28-01-2019 SOCIETE LIBRE
Lors de notre veille au service des associations, nous avons vu passer un décret intéressant. Il porte le joli nom de "décret instituant un rapporteur général à la réforme du revenu universel d'activité" (1). Son objet est de créer le poste de rapporteur général placé auprès de la ministre des solidarités et de la santé. Son rôle sera de préparer la mise en oeuvre de la réforme du RUA. Le président Macron avait annoncé, lors de sa présentation du plan pauvreté en septembre 2018, le lancement du RUA pour janvier 2020.

Le principe du RUA se veut très simple. Il s'agit de fusionner le plus grand nombre possible de prestations sociales existantes en une seule et de le verser dès que les revenus du bénéficiaire passent en dessous d'un certain seuil.

En contrepartie, l'allocataire devra s'inscrire "dans un parcours d'insertion, qui empêche de refuser plus de deux offres raisonnables d'emploi ou d'activité figurant dans son contrat". Aujourd'hui, l'offre raisonnable d'emploi encadre déjà la vie d'un chômeur. Le refus à deux reprises d'une telle offre (2) donne lieu à une radiation sur les listes des demandeurs d'emploi et à la perte du versement dû. Mais celui-ci conserve les autres aides comme l'APL, les allocations familiales, etc.

Avec le revenu universel d'activité, le refus entraînera de facto, la suppression de toutes les aides puisque regroupées en une seule. On comprend, pour le gouvernement actuel, l'intérêt d'un tel système. Comment risquer de tout perdre quand la survie dépend du versement ou pas du RUA ? C'est d'autant plus grave que le décret du 28 décembre 2018 (3) a supprimé la notion de salaire antérieurement perçu.

En d'autres termes, cela signifie qu'un demandeur d'emploi est aujourd'hui contraint d'accepter un emploi, malgré un niveau de salaire très inférieur au salaire antérieurement perçu. Donc, pour résumer, le revenu universel d'activité est un piège destiné à fabriquer une armée de travailleurs à très faible coût qui sera dans l'impossibilité de refuser l'indécence des salaires proposés, l'éloignement géographique et l'inadéquation du poste à la formation initiale.

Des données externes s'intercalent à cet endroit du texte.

Issue #878, opened 2021-01-26
[bug] Problems with filtering in pandas


anjakefala:
> The Dataframe displays fine, but when I select rows and try to make a new sheet with them (with "), nothing shows in the new sheet.  Similarly, when I make a Frequency Table and then press enter to drill down into one of the items, nothing shows.

anjakefala:
The basic problems outlined in the report have been fixed here: https://github.com/saulpw/visidata/issues/878.

Pandas is fairly different from the standard loader, and it is going to require hand-writing lots of commands.

PR #881, opened 2021-01-28
[pandas] fix empty subsheets for dup-selected and freqtbl

ajkerrigan:
Opening subsets of a pandas sheet requires different logic than other
typical sheets, because of its dataframe source and custom reload logic.
Tweak the freqtbl behavior and override `dup-selected` so they work as
expected.

Team debugging session w/ @anjakefala woohoo, thanks!

Addresses #878


anjakefala (approved):
Thanks @ajkerrigan! =)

Le revenu universel d'activité ne portait pas ce nom à l'origine. L'idée, reprise par le président Macron, vient de la fondation IFRAP (4) qui est un "Think tank" ultra-libéral. L'IFRAP désigne ce revenu "Allocation Sociale Unique". Le président Macron, en changeant le nom de l'ASU par le RUA, est un imposteur. L'objectif caché de cette entourloupe est de rendre illégitime le concept du "Revenu de Base" (5) ou du "Revenu Universel". En effet, pourquoi mettre en place un "Revenu Universel" puisqu'il existe déjà.

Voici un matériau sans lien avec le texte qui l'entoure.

Issue #200, opened 2018-10-29
Detect utf8/utf16 Byte-Order-Marker and set encoding


saulpw:
In `Path.open_text`, autodetect UTF-16 Byte-Order Marker (BOM) and set encoding on file accordingly.

anjakefala:
This issue has been added to our [someday/maybe list](https://github.com/saulpw/visidata/blob/develop/dev/ROADMAP-someday.md). If anyone wants to take it on, they are welcome to reopen the issue.

daviewales:
The someday/maybe link above is broken. Is it perhaps
https://github.com/saulpw/visidata/blob/stable/dev/WISHLIST.md
?

anjakefala:
@daviewales, instead of writing things to the list, we changed strategies to just filtering by the wishlist label! Fewer steps. =)

saulpw:
Now that we have a separate `options.save_encoding`, I changed the default for `options.encoding` to `utf-8-sig` which should detect the BOM and skip it.

Shahin-rmz:
Hi, I am not sure if my issue is here in right place.
an old user of Visidata here.
I am trying to copy some rows in German to clipboard and I get this error.

```
copying 1 rows to system clipboard as tsv                             │
saving 1 sheets to /tmp/tmpo2rldvpn.tsv as tsv                        │
UnicodeEncodeError: 'utf-8' codec can't encode character '\udcf6' in  │
position 294: surrogates not allowed                                  │

```

As far as I see, there is no problem in opening the file, how ever the ö,ä,ü,ß characters can not be shown, which is ok. but I can not copy and paste to the clipboard because of this error.

daviewales:
@Shahin-rmz, you might not get much visibility on a closed issue. Perhaps post a reproducible example as a new issue?

Ideally, attach a file which exhibits the issue.

PR #909, opened 2021-02-22
Automatically handle UTF-8 files with BOM

### LINKED ISSUE #908: JSON Loader doesn't handle UTF-8 BOM
**Small description**
I tried to load a JSON dataset directly from the url as follows

    vd https://data.nsw.gov.au/data/dataset/0a52e6c1-bc0b-48af-8b45-d791a6d8e289/resource/f3a28eed-8c2a-437b-8ac1-2dab3cf760f9/download/covid-case-locations-20210217.json

**Expected result**
I expected it to load as a table.

I get the following error:

``` python
  File "/Users/dwales/.local/pipx/venvs/visidata/lib/python3.9/site-packages/visidata/loaders/json.py", line 31, in iterload
    ret = json.loads(L)
  File "/opt/local/Library/Frameworks/Python.framework/Versions/3.9/lib/python3.9/json/__init__.py", line 335, in loads
    raise JSONDecodeError("Unexpected UTF-8 BOM (decode using utf-8-sig)",
json.decoder.JSONDecodeError: Unexpected UTF-8 BOM (decode using utf-8-sig): line 1 column 1 (char 0)

During handling of the above exception, another exception occurred:

  File "/Users/dwales/.local/pipx/venvs/visidata/lib/python3.9/site-packages/visidata/threads.py", line 215, in _toplevelTryFunc
  File "/Users/dwales/.local/pipx/venvs/visidata/lib/python3.9/site-packages/visidata/sheets.py", line 284, in reload
    for r in self.iterload():
  File "/Users/dwales/.local/pipx/venvs/visidata/lib/python3.9/site-packages/visidata/loaders/json.py", line 43, in iterload
    ret = json.load(fp)
  File "/opt/local/Library/Frameworks/Python.framework/Versions/3.9/lib/python3.9/json/__init__.py", line 293, in load
    return loads(fp.read(),
  File "/opt/local/Library/Frameworks/Python.framework/Versions/3.9/lib/python3.9/json/__init__.py", line 335, in loads
    raise JSONDecodeError("Unexpected UTF-8 BOM (decode using utf-8-sig)",
json.decoder.JSONDecodeError: Unexpected UTF-8 BOM (decode using utf-8-sig): line 1 column 1 (char 0)
```

`errors.vd`:

```
			open-file	https://data.nsw.gov.au/data/dataset/0a52e6c1-bc0b-48af-8b45-d791a6d8e289/resource/f3a28eed-8c2a-437b-8ac1-2dab3cf760f9/download/covid-case-locations-20210217.json	o	

```

**Additional context**
Please include the version of VisiData.

saul.pw/VisiData v2.2.1

Note: I'm aware that including a BOM in a JSON file is technically invalid. However, I feel that it would be nice if `visidata` automatically removed the BOM before trying to parse the JSON (or perhaps caught the error, and retried after removing the BOM).

daviewales:
Fixes #908.

Replaces the default encoding `utf-8` with the encoding `utf-8-sig`, which automatically detects and removes the UTF-8 BOM, but also works fine with regular UTF-8 files.

### DIFF
--- a/visidata/path.py
+++ b/visidata/path.py
@@ -7,7 +7,7 @@ from functools import wraps
 
 from visidata import *
 
-option('encoding', 'utf-8', 'encoding passed to codecs.open', replay=True)
+option('encoding', 'utf-8-sig', 'encoding passed to codecs.open', replay=True)
 option('encoding_errors', 'surrogateescape', 'encoding_errors passed to codecs.open', replay=True)
 
 @functools.lru_cache()


daviewales:
Incidentally, is this where you would put the logic to detect and set the encoding for #200?

saulpw:
Hi @daviewales, thanks for the suggestion.  I did some research into it and it seems that utf-8-sig always adds a BOM when writing to a file (even when appending) which is a problem since VisiData uses options.encoding when opening files in general. You can of course set this in your own .visidatarc if you don't write data out in any text formats.

saulpw:
and yes, it would probably go in visidata.Path.read_text(), but that seems like it would be part of a larger project to detect the file format in general.

saulpw:
Now that we have a separate `options.save_encoding`, I changed the default for `options.encoding` to `utf-8-sig` which should detect the BOM and skip it. Thanks for the suggestion, @daviewales!

daviewales:
Thanks @saulpw!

Ainsi, alors que le regroupement de toutes les aides sociales en une seule fait déjà débat pour l'indécence que cela suppose, le président Macron cherche à décrédibiliser le "Revenu Universel" en créant un "Revenu universel d'activité" qui n'a strictement rien à voir avec le premier, mais tout avec l'"Allocation Sociale Unique". Oscar Wilde disait du cynisme que c'était connaître le prix de tout, et la valeur de rien.

En savoir plus
(1) Décret n° 2019-34 du 22 janvier 2019 instituant un rapporteur général à la réforme du revenu universel d'activité

(2) Sont constitutifs de l'offre raisonnable d'emploi, tels que mentionnés dans le projet personnalisé d'accès à l'emploi, la nature et les caractéristiques de l'emploi ou des emplois recherchés, la zone géographique privilégiée et le salaire attendu (Code du travail - Article L5411-6-2). Le site Village Justice fait un excellent décryptage de l'offre raisonnable d'emploi.

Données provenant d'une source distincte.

PR #919, opened 2021-03-08
Undo commit

anjakefala:
The issue was that when a user `commit-sheet` with sqlite, it came with a massive undo that would erase the contents of each table. That undo was bc of the SqliteSheet.reload()

There are various calls in the reload (`addColumn` and `setKeys` were two that I found), that set those undos.
With my patch, the only undo will be undo-ing deletes (because they do not actually delete until the user commits).

What purpose was the reload serving? Basically, defer keeps some info dicts, and does not actually put the change to the sheet, until you run the `commitBlah()` functions. 
So if you do not have those or a reload, most of your changes wil disappear after you `commit-sheet`. They will be committed to the database, but you will lose them in your VisiData sheet. This is not ideal.
The reload then pulls in the fresh sheet with the changes present.

Those `commitMods()` I replaced it with basically do the work of "putting" and "deleteby"ing the changes to the sheet and they do that without adding extraneous undos and rebuilding the full thing, and so i think they can replace the reload.

A big change is, if something failed to commit to the database, it will now remain in the sheet, even if it was not committed as opposed to just disappearing. You can't quite tell if your changes 'took'.
However, this change allows us to reverse a `commit-sheet`, and I think that is better.

### DIFF
--- a/visidata/modify.py
+++ b/visidata/modify.py
@@ -68,7 +68,8 @@ def rowDeleted(self, row):
     'Mark row as a deferred delete-row'
     self._deferredDels[self.rowid(row)] = row
     def _undoRowDeleted(sheet, row):
-        del sheet._deferredDels[sheet.rowid(row)]
+        if sheet.rowid(row) in sheet._deferredDels:
+            del sheet._deferredDels[sheet.rowid(row)]
     vd.addUndo(_undoRowDeleted, self, row)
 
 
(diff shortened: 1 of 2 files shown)


visidata/modify.py
```diff
@@ -123,7 +125,7 @@ def deleteBy(sheet, func, commit=False):
             sheet.deleteSourceRow(r)
             ndeleted += 1
 
-    if not commit:
+    if undo:
```
anjakefala, line 128: This change is because we want committed deletes to have an undo, at the time of `commit-sheet`. We do not want them to undo before they are actually removed from the sheet.

This existed in the first place because sometimes I want to run deleteBy without setting an undo for it. As an example, if I am using it to undo added rows, then I want to be able to call it without it setting an undo for the undo-ing of those added rows. >_>

anjakefala: So commit=True means "remove these rows from the sheet, do not just colour them". Undo=True means, set an undo for the removal of these rows for the current command.

anjakefala:
We are instead going to do 135aad6e1e20d5e485d9f4950ac7c71784f27330, and not set undos for commit-sheets.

(3) Décret n° 2018-1335 du 28 décembre 2018 relatif aux droits et aux obligations des demandeurs d'emploi et au transfert du suivi de la recherche d'emploi

(4) L'allocation sociale unique selon l'IFRAP

(5) Selon le Mouvement Français pour un Revenu de Base, la définition du revenu de base est "un droit inaliénable, inconditionnel, cumulable avec d'autres revenus, distribué par une communauté politique à tous ses membres, de la naissance à la mort, sur base individuelle, sans contrôle des ressources ni exigence de contrepartie, dont le montant et le financement sont ajustés démocratiquement".